Records provided section start

Issue #5419, opened 2020-11-20
Clean up dead code in kubeflow/kubeflow?


jlewi:
Follow on to kubeflow/community#454?

The question posed in that issue is:

> What's the kubeflow/kubeflow positioning? Should we deprecate it once notebook and control plane components move out of it?

With the exception of notebooks and one or two other packages (e.g. PodDefaults) that should probably move into WG owned  repositories (#5418) it looks like most of the code in kubeflow/kubeflow is dead code. We should probably delete it and aim to whiddle down the repo to just a readme.

Looking at the top level directories

* ~~bootstrap - this can be deleted; all relevant code should now be in kubeflow/kfctl~~
* ~~build - This looks like some utilities for managing license files in code~~
  * We should probably keep it but might want to move it
  * kubeflow/testing is generally where we've been gathering shared engprod resources 
* components - This directory should be whiddled down to nothing
  * Sub directories should either be moved into WG owned repositories or be deleted if they are no longer being developed/maintained
* docs/gke - This should probably move to a GCP directory (gcp-blueprints?) or be deleted if no longer used
* hack - should probably move to kubeflow/testing for shared engprod
* ~~metric-collector - I don't believe this is being maintained so we can probably just delete it~~
   * If a WG wants to claim it they should move it to one of their repos
* ~~py/kubeflow - I don't think this is being used anymore so it can probably be deleted~~
  * It looks like its just engprod scripts so if its being used it should move to kubeflow/testing
* ~~releasing - dead code; just delete~~
* ~~scripts~~
  * This looks like outdated scripts that have been superseded by other solutions
  * WGs should probably claim anything if they still need it.
  * I would suggest just deleting the directory to shakeout who might still be depending on it
* testing
  * Similar to scripts
  * Any generic testing code still in use should live in kubeflow/testing
* ~~tf-controller-examples~~
  * Delete; looks very stale
  * Any operator specific examples should move into training operator repos
* ~tools/gcb - delete~

Jeffwan:
`docs_dev` seems need some updates, it should be renamed to `docs`?

code snippet in `docs/gke` seems still helpful. I can leave to @Bobgy to remove to right place.

Jeffwan:
I will move some useful scripts in `hack` and `scripts` to kubeflow/testing

Bobgy:
I'll take a look about gcp stuff, thanks a lot for taking care of others @Jeffwan !

DavidSpek:
[...]

PR #5424, opened 2020-11-21
Clean up dead codes

Jeffwan:
Resolve part of https://github.com/kubeflow/kubeflow/issues/5419

I will leave testing related codes in a separate PR. 

Remove dead codes in 

- tf-controller-examples
- tools
- bootstrap
- metrics-collector
- releasing
- scripts
- hack 
- build


Bobgy:
/lgtm
/approve
Thanks @Jeffwan !

Since tests are passing, I think we can just continue. If anyone find out anything they want to claim, they can always find them in git history.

Records provided section end

Exercise goal
Gather every line from the entries above where the word "will" appears, and copy them.

Exercise output
I will move some useful scripts in `hack` and `scripts` to kubeflow/testing
I will leave testing related codes in a separate PR. 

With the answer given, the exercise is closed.